Zero Pivot Element Detected During Model Fitting

During parameter estimation in Generalized Linear/Nonlinear Models, you may occasionally encounter a warning message that a "zero pivot element" was detected. This message generally means that during parameter estimation a redundancy was detected in the design matrix. In other words, one of the variables or columns in the design matrix (predictors) is redundant with other columns (predictors).  

This of course will usually happen when categorical predictors are coded using the overparameterized model (see GLM Introductory Overview - Sigma-Restricted and Overparameterized Model). For example, if you have a categorical predictor, "Gender," with two values, "Male" and "Female," in the overparameterized model, the program would create two indicator columns in the design matrix: One for males (1=yes, 0=no), and one for females (1=yes, 0=no). Obviously, these two columns are redundant and, hence, during estimation the program will drop one of them.

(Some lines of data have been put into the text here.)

PR #1650, opened 2025-08-02
Added a preset for motorcycle parts, aliases for optician & greengrocer

NLBRT:

a. Adding `shop=motorcycle_parts`

There are a whole bunch of shops, all over places where motorcycles are predominantly used, such as India, Vietnam etc., 
where they exclusively sell parts for repairing and maintaining motorcycles.

b. Aliases for `shop=optician` and `shop=greengrocer`

Added aliases which are more commonly used in Indian English for better understanding.

### Related issues

N/A (Didn't see any yet, will update if I see one)

### Links and data

**Relevant OSM Wiki links:**

[`shop=motorcycle_parts`](https://wiki.openstreetmap.org/wiki/Tag:shop%3Dmotorcycle_parts)

**Relevant tag usage stats:**

https://taginfo.openstreetmap.org/tags/shop=motorcycle_parts
https://taginfo.openstreetmap.in/tags/shop=motorcycle_parts

### DIFF
--- a/data/presets/shop/greengrocer.json
+++ b/data/presets/shop/greengrocer.json
@@ -22,6 +22,8 @@
     "name": "Greengrocer",
     "aliases": [
         "Produce Store",
-        "Produce Shop"
+        "Produce Shop",
+        "Vegetable Shop",
+        "Vegetable Store"
     ]
 }
--- a/data/presets/shop/motorcycle_parts.json
+++ b/data/presets/shop/motorcycle_parts.json
@@ -1,0 +1,26 @@
+{
+    "icon": "temaki-motorcycle_repair",
+    "fields": [
+        "{shop}",
+        "service/vehicle"
+    ],
+    "geometry": [
+        "point",
+        "area"
+    ],
+    "terms": [
+        "auto",
+        "bike",
+        "part",
+        "motorcycle",
+        "motorbike",
+        "parts"
+    ],
+    "tags": {
+        "shop": "motorcycle_parts"
+    },
+    "name": "Motorcycle Parts Shop",
+    "aliases": [
+        "Motorcycle Parts Store"
+    ]
+}
--- a/data/presets/shop/optician.json
+++ b/data/presets/shop/optician.json
@@ -12,4 +12,7 @@
         "shop": "optician"
     },
     "name": "Optician"
+    "aliases": [
+        "Eyewear Store"
+    ]
 }


tordans:
Usage is not that hight. But if it works well with the other motorcycle presets in search and such I think we can merge this even below 1k usage to avoid misstagging. 
Please add the testing documentation, especially around the help Text and search.

data/presets/shop/motorcycle_parts.json
```diff
@@ -0,0 +1,28 @@
...
+        "parts"
+    ],
+    "tags": {
+        "shop": "motorcycle_parts"
+    },
+    "name": "Motorcycle Parts Store",
+    "aliases": [
+        "Motorcycle Parts Shop",
+        "Motorbike Parts Store",
+        "Bike Parts Store"
```
matkoniecz, line 26: "Bike Parts Store" - can it be interpreted as referring to bicycles rather motorcycles? Maybe move it to terms so mapper can see what was selected?

data/presets/shop/optician.json
```diff
@@ -11,5 +11,8 @@
     "tags": {
         "shop": "optician"
     },
-    "name": "Optician"
+    "name": "Optician",
+    "aliases": [
+        "Eyewear Store"
```
matkoniecz, line 16: actually, are sunglasses etc supposed to be tagged as shop=optician if shop sells only sunglasses and no vision-correcting glasses?

NLBRT: I don't think so. There's `shop=fashion_accessories` for that.

However, I added the alias based on my observation in my region that a lot of these shops, be it selling just vision-correcting glasses or with sunglasses and/or "zero-power glasses", calls themselves an "Eyewear Store(/Shop)".

matkoniecz: does search for Eyewear Store brings up also `shop=fashion_accessories` if these shops can be also described in this way?

data/presets/shop/motorcycle_parts.json
matkoniecz: @ZeLonewolf Do you think that "Bike Parts Store" can be understood to be about bicycles?

data/presets/shop/greengrocer.json
```diff
@@ -22,6 +22,8 @@
     "name": "Greengrocer",
     "aliases": [
         "Produce Store",
-        "Produce Shop"
+        "Produce Shop",
+        "Vegetable Shop",
```
matkoniecz, line 26: @ZeLonewolf is "Vegetable Shop" a term in US English?

(BTW, "produce shop" matches already)

matkoniecz: @1ec5 may I summon you?

data/presets/shop/motorcycle_parts.json
matkoniecz: @1ec5 may I summon you?

matkoniecz:
Did research pointing me quite firmly toward these terms not working in US English.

This mechanism is equivalent to the application of the generalized inverse in GLM to automatically remove redundant columns from the design matrix.

Note: in some cases this message may occur with continuous predictors as well, or when the overparameterized model is not being used. In this case, it simply means that some predictors are entirely redundant with other predictors and, thus, unique parameter estimates for those predictors cannot be computed (and they are zeroed instead).